**Task prompt:**
Retype all of the data that follows, line for line.
◆ ◆ ◆
PR #126, opened 2023-02-11
Add ci

hiaselhans:
This adds the CI with the following workflows:

- Mypy Type-checking
  - excluded dependencies
  - allow implicit None
  - This currently fails with a lot of type issues.
- unittests
  - uses pytest 

I also changed the dependency of cadquery-ocp to >= 7.6.3 because 7.7.0 is just around the corner...
changes in the egg-info resulted from installing. should we maybe exclude this directory?

### DIFF
--- a/.github/actions/setup/action.yml
+++ b/.github/actions/setup/action.yml
@@ -1,0 +1,20 @@
+name: 'Setup'
+inputs:
+  python-version:  # id of input
+    description: 'Python version'
+    required: true
+
+runs:
+  using: "composite"
+  steps:
+    - name: python
+      uses: actions/setup-python@v4
+      with:
+        python-version: ${{ matrix.python-version }}
+    - name: install requirements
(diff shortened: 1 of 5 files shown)


gumyr:
Wow, this is great - thank you!  I upgraded to OCP 7.7.0 this morning which should resolve that question.  It seems like the docs have changed as well (removed the environment setup from install as you've done here) - so if you resync everything should be good to go.

Now that the pip install is with a pyproject.toml file, does there even need to be an `.egg-info` directory?

hiaselhans:
great, thank you!
The branch is rebased now.

To be honest, it's the first time that i see an egg-info being checked out in the source. I don't think it's needed.
We could just move the build123d directory to the root of the repository?

gumyr:
The egg-info probably got added by mistake but I'm not 100% what is required or not.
◆ ◆ ◆
**Solved exercise:**
PR #126, opened 2023-02-11
Add ci

hiaselhans:
This adds the CI with the following workflows:

- Mypy Type-checking
  - excluded dependencies
  - allow implicit None
  - This currently fails with a lot of type issues.
- unittests
  - uses pytest 

I also changed the dependency of cadquery-ocp to >= 7.6.3 because 7.7.0 is just around the corner...
changes in the egg-info resulted from installing. should we maybe exclude this directory?

### DIFF
--- a/.github/actions/setup/action.yml
+++ b/.github/actions/setup/action.yml
@@ -1,0 +1,20 @@
+name: 'Setup'
+inputs:
+  python-version:  # id of input
+    description: 'Python version'
+    required: true
+
+runs:
+  using: "composite"
+  steps:
+    - name: python
+      uses: actions/setup-python@v4
+      with:
+        python-version: ${{ matrix.python-version }}
+    - name: install requirements
(diff shortened: 1 of 5 files shown)


gumyr:
Wow, this is great - thank you!  I upgraded to OCP 7.7.0 this morning which should resolve that question.  It seems like the docs have changed as well (removed the environment setup from install as you've done here) - so if you resync everything should be good to go.

Now that the pip install is with a pyproject.toml file, does there even need to be an `.egg-info` directory?

hiaselhans:
great, thank you!
The branch is rebased now.

To be honest, it's the first time that i see an egg-info being checked out in the source. I don't think it's needed.
We could just move the build123d directory to the root of the repository?

gumyr:
The egg-info probably got added by mistake but I'm not 100% what is required or not.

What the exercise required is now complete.